PR #11840, opened 2018-10-17
Fix cyclomatic complexity computation when jump tables are involved ##anal

radare:
* Add asserts and checks to ensure the graph is correct before analysis
* Use correct E-N+2P formulae
* Run afbe right after af to get the jmptbl info loaded asap

### DIFF
--- a/libr/anal/bb.c
+++ b/libr/anal/bb.c
@@ -1,4 +1,4 @@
|---|
Brief
An exact copy is required of each line from the one containing "Fix cyclomatic complexity" through the last line of the material, and of no other line.

Task response
Fix cyclomatic complexity computation when jump tables are involved ##anal

radare:
* Add asserts and checks to ensure the graph is correct before analysis
* Use correct E-N+2P formulae
* Run afbe right after af to get the jmptbl info loaded asap

### DIFF
--- a/libr/anal/bb.c
+++ b/libr/anal/bb.c
@@ -1,4 +1,4 @@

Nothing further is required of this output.